VIENTIANE, Aug. 15 (Xinhua) -- Over 100 staff from Lao National Unexploded Ordnance Program (UXO Lao) are searching for and removing unexploded ordnance so that work can begin on the construction of temporary houses for flood victims in southern Laos, local daily Vientiane Times reported on Wednesday.
A UXO official in charge of the operation, Soukkasane Viengkham, told Vientiane Times his team had been in the area since Aug. 11.
A total of 110 officials in 11 teams and a full range of equipment from UXO Lao is helping to speed up the removal of unexploded devices in the area. The UXO Lao has been operational since 1996, and it is also the largest United Nations Development Program (UNDP) supported program in Laos.

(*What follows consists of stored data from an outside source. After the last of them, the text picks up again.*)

PR #174, opened 2016-06-21
Performance regression fixes

johnou:


johnou:
@lukehutch seeing pretty bad performance with fast-classpath-scanner in our integration environment when everything is packaged into jars etc. scanning is taking up to a minute, when run from the IDE it's maybe a few seconds.. maybe I am using the API incorrectly or potentially some recursive scanning bug?

lukehutch:
Interesting, scanning should never take that long in any reasonable classpath. Please call .verbose() before scanning, and compare the output. There is scan time info in the log. Also you can compare the classpath output in the log by the different scans. Also please let me know if the performance regression happened between 1.9.18 and 1.9.19, there were some major internal changes in 1.9.19.

lukehutch:
N.B. the change between 1.9.18 and 1.9.19 could cause slowdown in cases where you have a lot of implemented interfaces/superinterfaces and a lot of subclasses of a given class. If you find that downgrading to 1.9.18 fixes the performance regression, I'll optimize that part of the code.

johnou:
1.9.20 FastClasspathScanner: *** Time taken by .scan(): 78806 ms ***
1.9.18 FastClasspathScanner: *** Time taken by .scan(): 121116 ms ***

lukehutch:
@johnou Strange, do you have those numbers backwards? I thought you were saying that 1.9.20 was slower than older versions? But the numbers show it's 35% faster.

I just released 1.9.21, which should be significantly faster than 1.9.20 in cases where there are classes with many subclasses, some or all of which implement many interfaces.

johnou:
One curious thing I have noticed is that somewhere it must be resolving a symlink but then double scanning jars..

FastClasspathScanner: Scanned jarfile /home/xxx/builds/develop-SNAPSHOT/libs/spring-tx-4.2.6.RELEASE.jar in 1369 msec
FastClasspathScanner: Scanned jarfile /home/xxx/builds/latest/libs/spring-tx-4.2.6.RELEASE.jar in 2 msec

/home/xxx/builds/latest -> /home/xxx/builds/develop-SNAPSHOT

lukehutch:
@johnou if classes with the same name are listed twice on the classpath, the second and subsequent instance of that class name is shadowed by the first (meaning the class is not scanned, in keeping with the Java classpath spec). This is why the second jar in your example is scanned in 2 msec -- all the classfiles in the zipfile directory listing were already scanned the first time the jar was listed in the classpath. (This is why it took 1369 msec the first time, the actual classfile contents were read, not just the zipfile header.)

johnou:
Eugh, my apologies, bad wording on my part. Regression with Orbit bootstrap after swapping over to fast class path scanner.

lukehutch:
@johnou ?? I don't understand your last comment. See also my question two comments before this one.

johnou:
1. My first message to you was worded badly, sounded like there was a regression in fastclasspath library but what I meant is bootstrap time for Orbit.
2. No, I am pretty sure 1.9.20 scanned the classpath faster but I can compare that again.
3. 1.9.21 FastClasspathScanner: *** Time taken by .scan(): 70711 ms ***
4. Looking into this now

johnou:
@lukehutch comparing IDE and integration verbose output I can see that in integration it is logging lines like the following which are not present in my IDE..

FastClasspathScanner: Class cloud.orbit.runtime.shaded.com.github.benmanes.caffeine.cache.LocalCacheFactory$SILiSMWW has a field with type or type parameter cloud.orbit.runtime.shaded.com.github.benmanes.caffeine.cache.WriteOrderDeque
FastClasspathScanner: Class cloud.orbit.runtime.shaded.com.github.benmanes.caffeine.cache.LocalCacheFactory$SILiSMWW has a field with type or type parameter cloud.orbit.runtime.shaded.com.github.benmanes.caffeine.cache.WriteOrderDeque
FastClasspathScanner: Class cloud.orbit.runtime.shaded.com.github.benmanes.caffeine.cache.LocalCacheFactory$SILiSMWW has a field with type or type parameter cloud.orbit.runtime.shaded.com.github.benmanes.caffeine.cache.Node
FastClasspathScanner: Found class cloud.orbit.runtime.shaded.com.github.benmanes.caffeine.cache.LocalCacheFactory$SILiSMWWR with superclass cloud.orbit.runtime.shaded.com.github.benmanes.caffeine.cache.LocalCacheFactory$SILiSMWW
FastClasspathScanner: Found class cloud.orbit.runtime.shaded.com.github.benmanes.caffeine.cache.LocalCacheFactory$SILiSR with superclass cloud.orbit.runtime.shaded.com.github.benmanes.caffeine.cache.LocalCacheFactory$SILiS
FastClasspathScanner: Class cloud.orbit.runtime.shaded.com.github.benmanes.caffeine.cache.LocalCacheFactory$SILiSR has a field with type or type parameter cloud.orbit.runtime.shaded.com.github.benmanes.caffeine.cache.Ticker
FastClasspathScanner: Class cloud.orbit.runtime.shaded.com.github.benmanes.caffeine.cache.LocalCacheFactory$SILiSR has a field with type or type parameter cloud.orbit.runtime.shaded.com.github.benmanes.caffeine.cache.WriteBuffer
FastClasspathScanner: Class cloud.orbit.runtime.shaded.com.github.benmanes.caffeine.cache.LocalCacheFactory$SILiSR has a field with type or type parameter cloud.orbit.runtime.shaded.com.github.benmanes.caffeine.cache.WriteBuffer
FastClasspathScanner: Found class cloud.orbit.runtime.shaded.com.github.benmanes.caffeine.cache.LocalCacheFactory$SILiSW with superclass cloud.orbit.runtime.shaded.com.github.benmanes.caffeine.cache.LocalCacheFactory$SILiS
FastClasspathScanner: Class cloud.orbit.runtime.shaded.com.github.benmanes.caffeine.cache.LocalCacheFactory$SILiSW has a field with type or type parameter cloud.orbit.runtime.shaded.com.github.benmanes.caffeine.cache.Ticker
FastClasspathScanner: Class cloud.orbit.runtime.shaded.com.github.benmanes.caffeine.cache.LocalCacheFactory$SILiSW has a field with type or type parameter cloud.orbit.runtime.shaded.com.github.benmanes.caffeine.cache.WriteOrderDeque
FastClasspathScanner: Class cloud.orbit.runtime.shaded.com.github.benmanes.caffeine.cache.LocalCacheFactory$SILiSW has a field with type or type parameter cloud.orbit.runtime.shaded.com.github.benmanes.caffeine.cache.WriteOrderDeque
FastClasspathScanner: Class cloud.orbit.runtime.shaded.com.github.benmanes.caffeine.cache.LocalCacheFactory$SILiSW has a field with type or type parameter

lukehutch:
I see, thanks for explaining, and for testing 1.9.21.

Is there anything you can change about the scanning spec (whitelist / blacklist specification) to speed up scanning in Orbit? You're probably scanning a lot of stuff you don't need to.

It still concerns me though that the scanning time is so different between your IDE and your integration environment. How is the classpath different between those two scenarios?

It also concerns me that the total scanning time is 70 seconds. That's a lot of time even if you're trying to read a few hundred jarfiles. Your classpath must be enormous! What's the approximate number of jarfiles on your classpath, and the total compressed size of the jars?

The log entries you pasted are from 1.9.21, not from git master. If you use the version in git master, and produce verbose logs from the IDE and the integration environment, you should be able to more easily spot the difference between the two environments.

johnou:
Yes configurable scanning spec is possible but out of the box configuration is entire classpath and I am pretty sure it was not taking this long with Guava, I will build a snapshot artifact of fastclasspath now.

lukehutch:
I'd be very interested to see the runtimes for Guava, if you can run that again. Do you know if Guava is searching just a subset of the classpath? Is there a way to generate debug output there, to compare? I don't have experience with Guava.

It's possible Guava is using a faster unzip library than the default Java one -- that is known to be very slow, and it is not thread-safe. I have considered replacing the library, but haven't done it yet. I'll create a bug for that, and will take a look at what Guava uses.

What specific methods are you using in FastClasspathScanner? Are you looking just for annotations, or something else?

johnou:
Deploying snapshot artifact to integration environment now, use case is that we need to find all interfaces extending cloud.orbit.actors.Actor and then find all concrete classes implementing those interfaces. Current source I am running for that can be found here in the class constructor https://github.com/johnou/orbit/blob/0364ff25d147588d5cc5495135797af03a9e615c/actors/runtime/src/main/java/cloud/orbit/actors/runtime/DefaultActorClassFinder.java I will try and find some time to reimplement the ActorClassFinder with guava and compare.

johnou:
From IDE:
2016-06-23T10:33Z	FastClasspathScanner	- Built class graph in 0.129220 sec
2016-06-23T10:33Z	FastClasspathScanner	Finished .scan() in 7.662825 sec
2016-06-23T10:33Z	FastClasspathScanner	Parsed 28776 classfiles on classpath

johnou:
Integration environment:
2016-06-23T10:35Z       FastClasspathScanner    - Built class graph in 5.819232 sec
2016-06-23T10:35Z       FastClasspathScanner    Finished .scan() in 87.235730 sec
2016-06-23T10:35Z       FastClasspathScanner    Parsed 34628 classfiles on classpath

lukehutch:
Wow, big difference. Can you please include a pastebin of the logs from these two environments?

johnou:
I need to head out for lunch now but is there an email I can send the contents? May be some information I don't want everyone to see :)

lukehutch:
Yes, my gmail address is luke.hutch. I'm about to send a comment with a probable fix though (couple of mins)

lukehutch:
OK, I see a couple of problems with the implementation that will be causing a lot of the problems:

(1): MatchProcessors are all run in the same pass. So you can't add one MatchProcessor (here, the one that populates clazzInterfaces), and then depend on its result in a second MatchProcessor within the same scan operation (here, the one with the loop "for (Class<?> clazzInterface : clazzInterfaces)").

Consider what this is doing: every time the first MatchProcessor adds an Actor to clazzInterfaces, the second MatchProcessor has one extra item to iterate through when it hits an Actor. So you actually created an O(N^2) algorithm. Additionally, it will fail to find some subclasses, because clazzInterfaces won't be fully populated before the first time the second MatchProcessor is triggered.

The quick solution to this would be to create two FastClasspathScanner instances, and run the first scan with the first MatchProcessor, then when it has finished, run the second scan with the second MatchProcessor. **However**, there is a much easier way!:

(2): You don't need to find all subinterfaces of an interface before searching for each one of those. FastClasspathScanner already does that for you. Just look for classes that implement cloud.orbit.actors.Actor. If a class implements a subinterface of Actor, then it still implements Actor. Here you can see the code that finds all subinterfaces of the given interface you're trying to match, then takes a union of all the subclasses of each class that implements the interface: https://github.com/lukehutch/fast-classpath-scanner/blob/master/src/main/java/io/github/lukehutch/fastclasspathscanner/classgraph/ClassGraphBuilder.java#L243 

So all you need to do is use .matchClassesImplementing(Actor.class, c -> /*...*/).

One more thing though: I'm still concerned about the difference in "Built class graph in" times in the two instances -- they should be approximately the same, given that the number of classfiles parsed is approximately the same. So I'd still be curious to see those logs. Thanks!

lukehutch:
So based on a quick cut of the unnecessary code, it looks like here's all you need to do:

```
        FastClasspathScanner scanner = new FastClasspathScanner(scanSpec).matchClassesImplementing(Actor.class, clazzImplementation -> {
            if (clazzImplementation.getSimpleName().toLowerCase(Locale.ENGLISH).startsWith("abstract"))
            {
                return;
            }
            Class<?>[] implementationInterfaces = clazzImplementation.getInterfaces(); // check interfaces directly to support inheritance
            if (implementationInterfaces.length == 0)
            {
                return;
            }
            Class<?> old = concreteImplementations.put(clazzInterface, clazzImplementation);
            if (old != null)
            {
                logger.warn("Multiple actor implementations found for " + clazzInterface);
            }
        });
        scanner.scan();
```

Using the above code, please show me the scanning times again for the git snapshot you built, and for 1.9.18. And please send these two logs via pastebin (not the logs generated from the original O(N^2) code). I'll use this to verify that there's not something funky going on that is adding a slowdown in the classgraph building stage. Thank you!

johnou:
So after lunch I took your advice and revisited the class finder..

```java
    public DefaultActorClassFinder(final String... actorBasePackages)
    {
        String[] scanSpec = extractScanSpec(actorBasePackages);

        List<Class<?>> clazzImplementations = new ArrayList<>();
        long start = System.currentTimeMillis();
        FastClasspathScanner scanner = new FastClasspathScanner(scanSpec).matchClassesImplementing(Actor.class, candidate -> {
            if (candidate.getSimpleName().toLowerCase(Locale.ENGLISH).startsWith("abstract"))
            {
                return;
            }
            clazzImplementations.add(candidate);
        });
        scanner.verbose().scan();
        for (Class<?> clazzImplementation : clazzImplementations)
        {
            Class<?>[] implementationInterfaces = clazzImplementation.getInterfaces(); // check interfaces directly to support inheritance
            if (implementationInterfaces.length == 0)
            {
                return;
            }
            for (Class<?> implementationInterface : implementationInterfaces)
            {
                if (implementationInterface == Remindable.class)
                {
                    continue;
                }
                if (Actor.class.isAssignableFrom(implementationInterface))
                {
                    Class<?> old = concreteImplementations.put(implementationInterface, clazzImplementation);
                    if (old != null)
                    {
                        logger.warn("Multiple actor implementations found for " + implementationInterface);
                    }
                }
            }
        }
        if (logger.isDebugEnabled())
        {
            logger.debug("Took " + (System.currentTimeMillis() - start) + "ms to scan for Actor implementations.");
        }
    }
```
PR #177, opened 2016-07-01
Remove dead code from prototype.

johnou:


johnou:
@DanielSperry PTAL.

JoeHegarty:
I'm not sure I understand the implication of this, so I'd like @DanielSperry to comment ideally. 
Does it appear to work @johnou? Have you tried it in an actual deployed distributed build?

actors/infinispan-cluster/src/main/java/cloud/orbit/actors/cluster/JGroupsClusterPeer.java
```diff
@@ -184,15 +183,11 @@ public void receive(final Message msg)
...
-
                     cacheManager = new DefaultCacheManager(globalConfigurationBuilder.build(), builder.build());
 
-                    ConfigurationBuilder builder2 = new ConfigurationBuilder();
-                    builder2.clustering().cacheMode(CacheMode.REPL_SYNC);
-                    cacheManager.defineConfiguration("clusterTopologyCache", builder2.build());
-
                     // need to get a cache, any cache to force the initialization
-                    cacheManager.getCache("clusterTopologyCache");
+                    cacheManager.getCache("distributedDirectory");
```
DanielSperry: I think this was the only essential part.
You need to touch infinispan to get it to start working.

the other cache was never used, it could be but
ClusterPeer listens to jgroups view events and updates a list of active nodes.

Now... my initial goal was to put the node capabilities, 
with a list of all the actors the node supports, in infinispan. 
Never did because we kept locating the actors in the class path instead of making the actor list a configuration parameter.

DanielSperry:
It looks good, but as @JoeHegarty pointed out it would be safer to run a real cluster with the change. before merging it to master.
A go through the clusterpeer tests to see if they exercise this correctly would also be nice.

johnou:
I will run this Monday on our integration environment.

johnou:
Built a snapshot using this branch, integration tests passed.

PR #178, opened 2016-07-14
Dirty local caches.

johnou:
Dirty local cache
Motivation:

There are some cases where nodes will not be informed if an actor has moved or deactivated.

Modifications:

Notify invocation node if actor has moved.
Clear actor reference from local cache when actor deactivates.
Unit test for checking dirty local cache.

Result:

Correct behaviour when using OnlyIfActivated annotation in multi-JVM cluster.

### DIFF
--- a/actors/test/actor-tests/src/test/java/cloud/orbit/actors/test/DeactivationTest.java
+++ b/actors/test/actor-tests/src/test/java/cloud/orbit/actors/test/DeactivationTest.java
@@ -28,15 +28,15 @@
 
 package cloud.orbit.actors.test;
 
-
-import cloud.orbit.actors.Actor;
-import cloud.orbit.actors.Stage;
-import cloud.orbit.actors.test.actors.SomeActor;
-import cloud.orbit.actors.test.actors.StatelessThing;
-
 import org.junit.Assert;
 import org.junit.Ignore;
 import org.junit.Test;
+
+import cloud.orbit.actors.Actor;
+import cloud.orbit.actors.Stage;
+import cloud.orbit.actors.runtime.RemoteReference;
+import cloud.orbit.actors.test.actors.SomeActor;
+import cloud.orbit.actors.test.actors.StatelessThing;
 
 import java.util.ArrayList;
 import java.util.HashSet;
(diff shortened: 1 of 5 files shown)


johnou:
This fix took more work than expected, development from a tablet is not enjoyable.

actors/test/actor-tests/src/test/java/cloud/orbit/actors/test/DeactivationTest.java
```diff
@@ -113,6 +113,25 @@ public void cleanupTest() throws ExecutionException, InterruptedException
...
+        Stage stage2 = createStage();
+        SomeActor actor1 = Actor.getReference(SomeActor.class, "1");
+
+        stage1.bind();
+        actor1.sayHello("huuhaa").join();
+        stage2.bind();
+        assertNotNull(actor1.sayFarewell().join());
+        clock.incrementTimeMillis(TimeUnit.HOURS.toMillis(1));
+        stage1.cleanup().join();
+        Thread.sleep(1500); // give stage2 time to process notification
```
johnou: Remove and moved are one way messages so there is no reliable way to know when the message has been processed, we cannot poll the actor either as that would simply trigger activation.

actors/test/actor-tests/src/test/java/cloud/orbit/actors/test/DeactivationTest.java
```diff
@@ -113,6 +121,80 @@ public void cleanupTest() throws ExecutionException, InterruptedException
...
+        assertNotNull(actor1.sayHelloOnlyIfActivated().join());
+        clock.incrementTimeMillis(TimeUnit.HOURS.toMillis(1));
+        stage1.cleanup().join();
+        eventuallyTrue(2000, () -> stage1.locateActor(RemoteReference.from(actor1), false).get() == null);
+        assertNull(actor1.sayHelloOnlyIfActivated().join());
+        dumpMessages();
+    }
+
+    @Test
+    public void notifyOnActorMove() throws ExecutionException, InterruptedException, TimeoutException
```
johnou: @DanielSperry any tips on how to emulate this?

johnou:
@JoeHegarty been running this in production for a few days now, seems good!

PR #185, opened 2016-08-03
Increase queue limits.

johnou:
1000 is far too low for streams to deal with bursts.


JoeHegarty:
Yeh, I've seen this limit being hit in some of our internal load tests. I'll merge this change for now, but I'm also working on a rearchitect and I'll revisit this case to see if there something more intelligent we can do.

johnou:
Thanks! I have also reached out to the maintainer of jctools to see if mpsc is worth while https://github.com/johnou/orbit/commit/f1a30bb1baebcd0332461d2ab78a7e3e98b1146d#commitcomment-18512047

PR #193, opened 2016-10-07
Expanded ExceptionUtils and added tests

JoeHegarty:
This extends ExceptionUtils by adding a getCauseInChain method which is useful in some cases.
It also cleans up the class a little and adds a test covering ExceptionUtils which didn't exist until today.

### DIFF
--- a/commons/src/main/java/cloud/orbit/util/ExceptionUtils.java
+++ b/commons/src/main/java/cloud/orbit/util/ExceptionUtils.java
@@ -46,6 +46,7 @@ public class ExceptionUtils
         return false;
     }
 
+    @SuppressWarnings("unchecked")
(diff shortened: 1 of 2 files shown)


JoeHegarty:
Reviewed internally at EA and approved.

commons/src/main/java/cloud/orbit/util/ExceptionUtils.java
```diff
@@ -45,4 +45,17 @@ public static boolean isCauseInChain(Class<?> cause, Throwable chain)
         }
         return false;
     }
+
+    @SuppressWarnings("unchecked")
+    public static <T extends Throwable> T getCauseInChain(final Class<T> cause, final Throwable chain)
+    {
+        for(Throwable ex = chain; ex != null; ex = ex.getCause())
```
johnou: Depth check for possible infinite recursion?

PR #2660, opened 2026-08-10
Mount the character-marker control in the Simple editor's gutter

jolierabideau:
This change is [Reviewable](https://reviewable.io/reviews/paranext/paranext-core/2660)

---

# Code Review Summary

**Branch**: mount-character-control-in-gutter

**Base**: origin/main

**Date**: 2026-08-10

**Files changed**: 18 (against `origin/main` after merging it in; the review began against the stale merge base `a6ddb13`, where 37 files differed)

## Overview

Implements `PT-XXX-D2` — "Variant B, Side" placement from the character-level markers plan: the
character-marker control is mounted in a reserved gutter on the inline-end edge of the Simple-mode
editor's text column, tracking the line the caret is on. The gutter space is *reserved* rather than
floated over, via a Simple-scoped `padding-inline-end` in `_simple-mode.scss`, so "the bar never
overlaps project text" is a property of the construction rather than arithmetic that happens to hold.
Only the vertical axis is computed in JS; horizontal placement is `inset-inline-end: 0`, which mirrors
for RTL and is immune to paragraph indentation. Serves the PRD's non-negotiable N1 (add a character
marker) and H1.

The review's headline finding was that the branch was cut before PR #2648 landed a **later revision
of the same work** on `main`, as a directory rather than a flat module — which git would have merged
into two coexisting `CharacterMarkerControl` implementations with no conflict marker. That merge has
been done and the D2 work re-targeted onto `main`'s `character-marker-control/`. Three analyzer
findings were resolved by the merge itself, since `main`'s revision already fixed them.

## API Changes

- `lib/platform-bible-react` — **no net change against `origin/main`.** The branch's earlier
  `MarkerMenuItem.selectionState` variant was superseded by `main`'s, which is a superset
  (`selectionState`, plus `isDisabled`, `%markerMenu_searchPlaceholder_character%` in
  `MARKER_MENU_STRING_KEYS`, a two-glyph indicator per the 2026-08-06 UX decision, and
  `min-w-0`/`truncate` responsiveness fixes). `main`'s version was taken wholesale.
- `lib/papi-dts/papi.d.ts` — unchanged. No `@papi/` module changed. No `papi-shared-types` augmentation.
- No localized-string keys added or removed against `origin/main`.
- Extension-internal only (module-level exports, not the extension's declared public API):
  - `character-marker-bar/` (new): `CharacterMarkerBar`, `CharacterMarkerBarOverlay`, `computeBarTop`,
    `resolveActiveLineRect`, `EDITOR_PARA_SELECTOR`, `ActiveLine`, `useEditorSelectionVersion`
  - `editor-dom.util.ts`: `clampTopToVisibleArea`, `measureBaselineOffset`, `BASELINE_PROBE_ATTRIBUTE`
  - `CharacterMarkerBarOverlayProps.bar` changed from required to **optional** (see Critical findings)

- [x] **Branch built on a stale merge base; `origin/main` (#2648) already contained a superseding
  revision of nearly every file touched.** `main` ships `character-marker-control/` as a directory
  with `menuDirection` **required**; the branch had a flat module with it optional. Git saw no shared
  history for those paths, so a merge would have kept both implementations *without a conflict
  marker*, and landing the branch's `marker-menu.component.tsx` would have removed two shipped public
  API members. _(fixed during review: merged `origin/main`; took its version of the control, coverage
  utils, state hook, power-mode hook, `MarkerMenu`, localized strings and `dist/`; deleted the
  branch's flat control files; re-targeted `character-marker-bar/` onto the directory and made
  `textDirection` required to satisfy the now-required `menuDirection`.)_

[Author response: Confirmed the branch predated #2648 and asked for the merge to be done first, with
a landable D2 as the outcome. Before resolving, every conflicting pair was diffed to check what
taking `main`'s side would lose — the verdict was that `main` is a strict superset on the shared
layer (no exported symbol, type member, behavior, test assertion or documented constraint lost), and
it additionally fixes two coverage bugs the branch had: the end-path-names-a-`MarkerObject`
undercount, and a caret inside a note reporting uncovered text rather than "no information".]

- [x] **The interface-mode ternary remounted the entire editor.** The web view chose between
  `ParagraphMarkerTooltipOverlay` and `CharacterMarkerBarOverlay` at the same tree position; React
  reconciles by element type, so any mode flip unmounted and remounted `editorTree`, losing Lexical's
  undo history and the scroll position. This was not only a settings-toggle case: `useSetting`
  returns its `'simple'` default before the stored value arrives, so a Power-mode user's editor
  remounted on **every open**. _(fixed during review: `CharacterMarkerBarOverlay.bar` is now optional
  and the same overlay is mounted in both modes, so only the slot content changes. Four tests added,
  including one asserting the editor's DOM node **identity** survives the slot filling in and
  emptying — a remount produces a new node even though the markup is identical.)_
- [x] **`_simple-mode.scss`'s two gates vs. the bar's one gate.** The reservation matched
  `.editor-container-simple .usfm.psc-gutter-markers` while the bar rendered on `!isPowerMode` alone;
  the comment documented this as a risk deferred to whoever makes Simple view options selectable.
  _(fixed during review — but NOT the way the analyzer proposed; see the author response below.)_
- [ ] ~~**`useIsPowerMode` duplicates the inline `isPowerMode` memo still in the web view.**~~
  _(`main` has the same duplication; the hook's only consumer there is `CharacterMarkerToolbar`.
  Adopting the hook in the web view means handling its `boolean | undefined` third state at ~6 other
  call sites — BCV controls, view options, the `editor-container-simple` class — which changes
  Power-mode chrome behavior on load and is beyond what D2 needs. Deferred deliberately; see
  Follow-ups.)_
- [ ] ~~**`localized-strings.test.ts` hand-copied `CHARACTER_MARKER_CONTROL_STRING_KEYS`**, so a new
  key silently escaped the en/es parity guard.~~ _(Resolved by the merge: `main` extracts the key list
  into a DOM-free `character-marker-control.const.ts` that both the component and the node-environment
  test import — exactly the fix the analyzer proposed.)_
- [ ] **Icon-only trigger's tooltip carries no indication of what the control is.** In the shipped
  gutter placement the trigger is icon-only, so the tooltip is the sighted user's only readout — but
  `tooltipText = isDisabled ? disabledTooltip : label`, so it reads bare `(none)`, `(mixed)` or
  `bd - Bold`. The `Tooltips` guideline requires a tooltip on an icon button to "add meaning an icon
  alone cannot convey". The accessible name already composes the full `Character marker: bd - Bold`
  via `ARIA_LABEL_FORMAT_KEY`; using that same string for the visual tooltip when `isLabelHidden`
  would fix it. **Left open deliberately: this is `main`'s control, shared with the toolbar placement,
  not this branch's code.**
- [x] **No story for `CharacterMarkerBar`** — the wired composition (state hook + toolbar + control +
  RTL/menu-align decisions), and the one variant a reviewer would most want to see rendered. Both its
  siblings had stories. _(fixed during review: added `character-marker-bar.component.stories.tsx` at
  the real 64px gutter width, with no-marker, applied, mixed, sync-blocked and RTL cases.)_

[Author response: Author approved fixing the remount, the gate mismatch and the missing story, and
chose to flag the tooltip for the reviewer rather than modify `main`'s control mid-branch.

**On the gate mismatch — the analyzer's proposed fix was wrong and was not applied.** It suggested
broadening the CSS to `.editor-container-simple .usfm`. Investigation showed `_simple-mode.scss` is
compiled into every web view in this extension, and both `resource-text-panel.web-view.tsx:615` and
`model-text-panel.component.tsx:458` apply `editor-container-simple` **unconditionally** to an editor
that sets no `hasGutterParaMarkers` — so the broader selector would have put 64px of dead padding on
the Bible Texts / Commentaries panel and the model text panel. It would also have dropped the RTL rule
from specificity (0,4,0) to (0,3,0), tying `_usj-nodes.scss`'s mirror rule and losing on source order,
silently killing the RTL reservation. The scope-guard test would not have caught either. The second
gate is **load-bearing, not incidental**. Fixed from the other side instead: the bar is now gated on
`!isPowerMode && viewOptions.hasGutterParaMarkers` — the same two conditions the CSS selects on — and
the stylesheet comment was corrected to say so.]

### Minor — Consider

- [x] **Changelog-style comments** narrating superseded values (`not the gap-2/8px this comment
  previously assumed`, `The 5em (80px) this replaces…`, `the earlier 2.5em estimate undercounted`),
  repeated in `simple-mode.scss.test.ts`. _(fixed during review: part of a branch-wide forward-facing
  comment audit — see Interview Notes.)_
- [x] **`clampTopToVisibleArea` had no direct unit test** — only indirect coverage through
  `computePosition` and `computeBarTop`. _(fixed during review: five value tests, pinning the clamp
  ORDER and the 1px anchor height, which neither caller's suite pins on its own since both assert
  through their own additional offsets. One test uses an asymmetric anchor/scroll-container fixture so
  passing the wrong element — the documented failure mode — is caught.)_
- [x] **Internal spec-artifact references in test names and comments** (`U3's worked example`,
  `the spec's §4.1`) — meaningless to a reader who never saw the plan. _(fixed during review; these
  had been removed in the comment audit and came back when the merge took `main`'s files.)_
- [ ] ~~Search-placeholder key was extension-local rather than a `%markerMenu_searchPlaceholder_*%`
  sibling~~ _(resolved by the merge — now `%markerMenu_searchPlaceholder_character%` in
  `platform-bible-react`.)_
- [ ] ~~`label` concatenated with a hardcoded ASCII hyphen rather than a localized format string~~
  _(resolved by the merge — `main` added `LABEL_FORMAT_KEY` and `ARIA_LABEL_FORMAT_KEY`.)_
- [ ] ~~Key naming inconsistency (`characterMarkerMenu_` vs `characterMarkerControl_`)~~ _(resolved
  by the merge along with the key itself.)_
- [ ] ~~Redundant Power-mode gate inside `CharacterMarkerToolbar`~~ _(not redundant on `main`: the
  gate is `isPowerMode !== false`, which also withholds render while the setting is unresolved,
  preventing a frame of Simple-only UI in a Power session.)_
- [ ] ~~Large unrelated churn in committed `dist/` build output~~ _(resolved: `dist/` was taken from
  `main` verbatim, and a final commit dropped stray `dist/experimental.*` churn so the build output
  matches its source — no `lib` source differs from `main`.)_
- [ ] **`CharacterMarkerControlLocalizedStrings` is `{[key: string]: string | undefined}`**, which
  `LanguageStrings` (keyed by `LocalizeKey`) is not assignable to — so the bar performs a no-op
  `Object.fromEntries` clone plus a `useMemo` to keep it off the caret-move render path. Typing the
  prop as `LanguageStrings` would delete both. **`main`'s file** — deferred, and now documented as a
  deliberate deferral at the workaround site.
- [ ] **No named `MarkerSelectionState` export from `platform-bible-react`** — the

"Currently, we are working on over five hectares in Dongbak, where we found 14 bombs which we have destroyed. Next we will continue to Pindong, Tamoyoth and Donbok villages but road access to these areas is difficult," he said.
"The UXO clearance operation is essential before workers can start to build houses and we expect to complete it soon," Soukkasane added.
Laos is the most heavily bombed country per capita in history. The bombs were dropped during 1964-1975 when the United States invaded the Indochina, but are still killing people even today.
Attapeu was one of the most UXO-contaminated provinces in the country. All of its five districts including the flood-affected Sanamxay had bombs dropped on them.
UXO officials said although several parcels of land had been declared UXO-free in Sanamxay district, it was essential to carry out re-survey and re-clearance operations to minimize the risk to people in the 13 flood-affected villages.
The death toll from the flood caused by the collapse of an auxiliary dam at the Xe-Pian Xe-Namnoy hydropower project has climbed to 39, including five injured people who died in hospital. Some 97 people are still missing, according to a report by authorities at a press conference in Sanamxay district Tuesday.
The under-construction saddle dam of the Xe Pian-Xe Nam Noy hydropower project, invested by South Korean, Thai and Lao companies, collapsed on July 23, unleashing a large amount of water into some 13 villages of Sanamxay district, some 560 km southeast of Lao capital Vientiane.